# Belated Gathering Trip Report



## MrFSS (Nov 20, 2009)

Most everyone who was at *The Gathering* who usually posts trip reports has done so. I'm not going to belabor what we have already learned from all those excellent reports, but wanted to share my pictures for any who might be interested.

MrsFSS and I, in addition to the Boston trip also traveled to Northern Wisconsin after we returned to Chicago from Boston. All together, over 740 pictures and you can pick and choose which ones you want to look at that are of interest to you.

If you go to *THIS* link it will have all the pictures divided up by different days and activities. Click on which ever one you like.

I have some videos I'll try to share later on.

Sharon and I had a great time, enjoyed meeting new folks and catching up with those we had met before.

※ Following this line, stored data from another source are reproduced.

Issue #2802, opened 2018-03-06
Support async iterators for data uploading on client


asvetlov:
Generators look like much more native solution over `@aiohttp.streamer` decorator.
Python 3.6 supports it out-of-the-box, on Python 3.5 users could install `async-generator` library.
`@streamer` should be deprecated.

asvetlov:
aiobotocore is broken, I think publishing the feature as part of bugfix release is possible, nothing should be broken again.

asvetlov:
See #2557 discussion for `StreamReader` dropping motivation

asvetlov:
Async iterators are done by #2873

PR #2873, opened 2018-03-24
Async iterators payload

asvetlov:
Implementation of #2802

### DIFF
--- a/aiohttp/payload.py
+++ b/aiohttp/payload.py
@@ -81,6 +81,8 @@ class PayloadRegistry:
             self._normal.append((factory, type))
         elif order is Order.try_last:
             self._last.append((factory, type))
+        else:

What a great forum and membership we have.

Let's double the attendance in 2010!


----------



## Bob Dylan (Nov 20, 2009)

MrFSS said:


> Most everyone who was at *The Gathering* who usually posts trip reports has done so. I'm not going to belabor what we have already learned from all those excellent reports, but wanted to share my pictures for any who might be interested.
> MrsFSS and I, in addition to the Boston trip also traveled to Northern Wisconsin after we returned to Chicago from Boston. All together, over 740 pictures and you can pick and choose which ones you want to look at that are of interest to you.
> 
> If you go to *THIS* link it will have all the pictures divided up by different days and activities. Click on which ever one you like.
> ...


Thanks Tom for the great pics as always! Did you get to visit the NYC Museum, Ive seen it as Ive gone by on the LSL but never got to visit!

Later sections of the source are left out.